# rien de nouveau / rien de neuf



## Mnemosyne

Est-ce que l'une de ces locutions est plus commune que l'autre?

Aussi, j'ai une autre question au même sujet.

Est-ce que personne répond jamais au question _Quoi de neuf?_ avec *rien de nouveau*, ou est-ce que ça serait bizarre?

Merci encore!

M.


----------



## Iceana

"Rien de neuf" est exactement pareil que "rien de nouveau" mais je pense qu'on utilise plus "rien de nouveau".

a) - Quoi de neuf?
- Rien de nouveau.

b) - Quoi de neuf?
- Rien de neuf.

Les deux sont bien en fait... Je dirais quand même la première (a) pour éviter la répétition de "neuf"?


----------



## Mnemosyne

Ahhhh, wow, ok, merci Iceana!  Je ne l'aurais jamais deviné!


----------



## pointvirgule

Une alternative : _rien à signaler._


----------



## Mnemosyne

Ah.  Merci, Pointvirgule.


----------



## Nicomon

Salut Mnemosyne,

_Rien de nouveau_ ne me vient pas spontanément, dans ce contexte. Perso, la répétition ne me gêne pas. 

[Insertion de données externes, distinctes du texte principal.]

PR #1926, opened 2018-04-10
HZN-1293: Remove converter from FlowRepository and do conversion before

mvrueden:
* JIRA: https://issues.opennms.org/browse/HZN-1293


j-white:
The reasoning behind the the previous implementation is so that conversion process would be timed by the `logConversionTimer`.

The conversion process is timed by the `logParsingTimer` instead.

PR #1930, opened 2018-04-17
NMS-9958: Set correct sysoid definitions in datacollection

indigo423:
The sysoidMask value can cause unwanted sideffects when the sysoidMask does not end with a "." character. All sysoid defintions which match a full described sysoid are set to sysoid instead of sysoidMask.

* JIRA: http://issues.opennms.org/browse/NMS-9958


indigo423:
@reviewer there was no target version specified in the issue, feedback from support mentioned Meridian which is the reason for merge request against to foundation-2017. Let me know if it should be rebased.

RangerRick:
So in JIRA, @pbrane said it should be targeted to Meridian 2018, so looks like it should rebase against Develop.

indigo423:
Anything else we have to do here?

agalue:
Looks good to me. The changes make sense.

PR #1931, opened 2018-04-17
HZN-1296: Fix thread safety with date formatter used by the IndexStrategy 

j-white:
JIRA: https://issues.opennms.org/browse/HZN-1296


j-white:
@RangerRick pointed out we can use `java.time.DateTimeFormatter`  (which is thread safe) instead  of thread locals here.

mvrueden:
LGTM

Si on me demande : _Quoi de neuf_? - et que je n'ai rien d'intéressant à ranconter - je réponds : _rien de neuf, juste du vieux, _
ce qui est un peu l'équivalent de _"same old, same old"._


----------



## Mnemosyne

Hmmmmm.  Ok, alors, je vois que c'est controversé.


----------



## Nicomon

Pas vraiment.  J'ai simplement tendance à répondre par la même expression.

Si on me demandait « _Quoi de nouveau_ ? », je répondrais... _rien de nouveau; juste de l'histoire ancienne_. 

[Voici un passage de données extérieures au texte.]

PR #1937, opened 2018-04-24
NMS-9932: Fix wrong message displayed on AngularJS based tables.

cgorantla:
If resources are waiting to be loaded specify that instead of showing zero resources which could be misleading

* JIRA: http://issues.opennms.org/browse/NMS-9932

### DIFF
--- a/core/web-assets/src/main/assets/js/apps/onms-resources/index.js
+++ b/core/web-assets/src/main/assets/js/apps/onms-resources/index.js
@@ -39,6 +39,7 @@ angular.module('onms-resources', [
   $scope.maxSize = 5;
   $scope.totalItems = 0;
   $scope.hasResources = false;
+  $scope.loaded = false;
 
   $scope.goTo = function(id) {
     $window.location.href = getBaseHref() + 'graph/chooseresource.jsp?reports=all&parentResourceId=' + id + '&endUrl=' + $scope.endUrl;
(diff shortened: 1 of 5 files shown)


agalue:
Looks good to me. Looking at the code, I found a problem with my original implementation that I think it would be good to fix it as part of the solution.

As you can see, the Angular code is not handling errors after retrieving the information through ReST. The idea would be add a "catch" to the returned Promise and set "loaded" to be "false"; for example:

```JavaScript
 $http.get('rest/resources?depth=0').success(function(data) {
    $scope.loaded = true;
    $scope.hasResources = data.resource.length > 0;
    $scope.resources = data.resource;
    $scope.filteredResources = $scope.resources;
    $scope.update();
  }).error(function(error,status) {
    $scope.loaded = true;
    console.error("There was a problem retrieving the resources through ReST").
  });
```
That way, we nicely handle the case where there was a problem and then show that the table is empty. There are better ways to handle errors (which is how the requisitions UI behaves), but that should be enough for this use case.

Makes sense ?

cgorantla:
Sure, I will fix that

core/web-assets/src/main/assets/js/apps/onms-resources/index.js
```diff
@@ -51,6 +52,7 @@ angular.module('onms-resources', [
   };
 
   $http.get('rest/resources?depth=0').success(function(data) {
+    $scope.loaded = true;
```
agalue: It seems like you've missed the error handler in this case (to set `$scope.loaded=false`).

cgorantla: Thanks @agalue for catching, added it

agalue:
Excellent, thanks! Once Bamboo goes green, feel free to merge it.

À tort ou à raison, j'associe _neuf_ / _vieux _et _nouveau_ /_ancien_.


----------



## Mnemosyne

Nicomon said:


> À tort ou à raison, j'associe _neuf_ / _vieux _et _nouveau_ /_ancien_.



Quoi?!!  Plus de complications!  Il faut que je commence un nouveau fil....


----------



## virtualemotion

Est-ce que je me trompe ou "quoi de neuf?" sonne plus familier que "quoi de nouveau?"?


----------



## Iceana

virtualemotion said:


> Est-ce que je me trompe ou "quoi de neuf?" sonne plus familier que "quoi de nouveau?"?



Tu as raison.

Mais est-ce que "Quoi de nouveau" s'utilise vraiment? 
Si vous voulez utiliser absolument  "nouveau", pourquoi ne pas dire : "Du nouveau?". "Quoi de nouveau" me semble étrange... 
Excusez-moi si je me trompe.


----------



## Punky Zoé

virtualemotion said:


> Est-ce que je me trompe ou "quoi de neuf?" sonne plus familier que "quoi de nouveau?"?


Bonjour

Oui, je suis d'accord, l'expression habituelle est "quoi de neuf ?".

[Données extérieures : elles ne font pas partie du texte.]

PR #1938, opened 2018-04-24
HZN-1285: Initial Karaf assembly for Sentinel

RangerRick:
This PR refactors the project that builds a Minion container into a "base" pom (in `container/shared/`).  The `features/minion/container/karaf/` project has been changed to use this base, and then a `features/sentinel/` tree with a container and repository has been created alongside it.

Finally, an assembly (minus packaging) has been created in `opennms-assemblies/sentinel/` which is a skeleton for a Minion-like `.tar.gz` release along with Debian and RPM packages.

* JIRA: http://issues.opennms.org/browse/HZN-1285


mvrueden:
Here are some thoughts:

We have a `container` module, but `features/minion/container` or `features/sentinel/container` define the actual container.

With `features/sentinel|minion` we have modules which contain container specific bundles.
But with this structure where would we put bundles, which are shared between all containers? Is it enough to just place them in `features/shared` or just in `features`?

Maybe the following structure is more clear?
 * features
 ** container
 *** shared
 ***  minion
 *** sentinel

RangerRick:
What do you mean by "Only thing which actually bothers me, that shared bundles don't have a home" ?

You mean like the `svc` and `karaf-extender` projects?

j-white:
A couple notes:
1. Can we make it so that the Sentinel's port (SSH, RMI) do no conflict with Minion or the OpenNMS JVM, allowing us to run all 3 on a single machine.
2. Can we just put all of the bundles in the `system` folder, instead of using using the `default` repository in the managed by the `karaf-extender` - we don't really need this functionality for Sentinel.

j-white:
Thanks for the updates.

@mvrueden does this look good to merge now?

mvrueden:
Yep, LGTM :)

Il me semble qu'il y a une (petite) différence entre nouveau et neuf : nouveau signifie "qui vient d'apparaitre" (plus ou moins, qui n'existait pas avant) alors que neuf peut simplement signifier une chose qui a été renouvelée ou qui n'a pas encore été utilisée.


----------



## Nicomon

Iceana said:


> Si vous voulez utiliser absolument "nouveau", pourquoi ne pas dire : "Du nouveau?". "Quoi de nouveau" me semble étrange...


 Bonjour,

À moi aussi, et je ne l'ai jamais entendu non plus. J'ai écrit « *si* on me demandait ».

Dans mon vocabulaire, et cela n'engagage que moi :
- Quoi de neuf ? : rien de neuf, juste du vieux / pas grand chose
- Du nouveau? : non, juste de l'ancien 

Pour ceux et celles que cella intéresse, j'ajoute le lien vers cetta page de la BDL : nouveau et neuf


----------



## Mnemosyne

Ah ok.  Je pensais que tu voulais dire que *quoi de nouveau etait courant.  Je comprends maintenant, Nicomon, merci.

Et merci du lien!*


----------



## Meiboombouwer

> _rien de neuf, juste du vieux, _
> ce qui est un peu l'équivalent de _"same old, same old".
> _



_Rien de neuf, juste du vieux_ est probablement un Quebequisme. 
C'est pas une critique: soyons fiers de nos regionalismes! (Je ne suis pas francaise non plus )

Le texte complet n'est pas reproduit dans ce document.